(Entries taken from a collection)

PR #625, opened 2025-06-10
Add DNP parameter support for component exclusion

Hizuki1030:
## Summary
- Add support for DNP (Do Not Populate) parameter to exclude components from fabrication

## Test plan
- Test that components with DNP parameter are properly excluded
- Verify existing functionality remains intact

🤖 Generated with [Claude Code](https://claude.ai/code)

### DIFF
--- a/helpers.py
+++ b/helpers.py
@@ -134,6 +134,32 @@ def get_lcsc_value(fp):
     return ""
 
 
+def get_dnp_value(fp):
+    """Get DNP (Do Not Populate) parameter from footprint fields or properties."""
+    # Check ${DNP} parameter in KiCad 7.99+
+    try:
+        for field in fp.GetFields():
+            if field.GetName().upper() == "DNP":
+                text = field.GetText().strip()
+                return text.lower() in ("true", "1", "yes", "on")
+    # KiCad <= V7
+    except AttributeError:
+        for key, value in fp.GetProperties().items():
+            if key.upper() == "DNP":
+                return value.strip().lower() in ("true", "1", "yes", "on")
+    
+    # Fallback to native DNP flag if available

WHAT YOU ARE ASKED TO DO: Every line in the entries above that has the word "with" should be identified and copied.

ANSWER TO THIS EXERCISE:
- Test that components with DNP parameter are properly excluded
🤖 Generated with [Claude Code](https://claude.ai/code)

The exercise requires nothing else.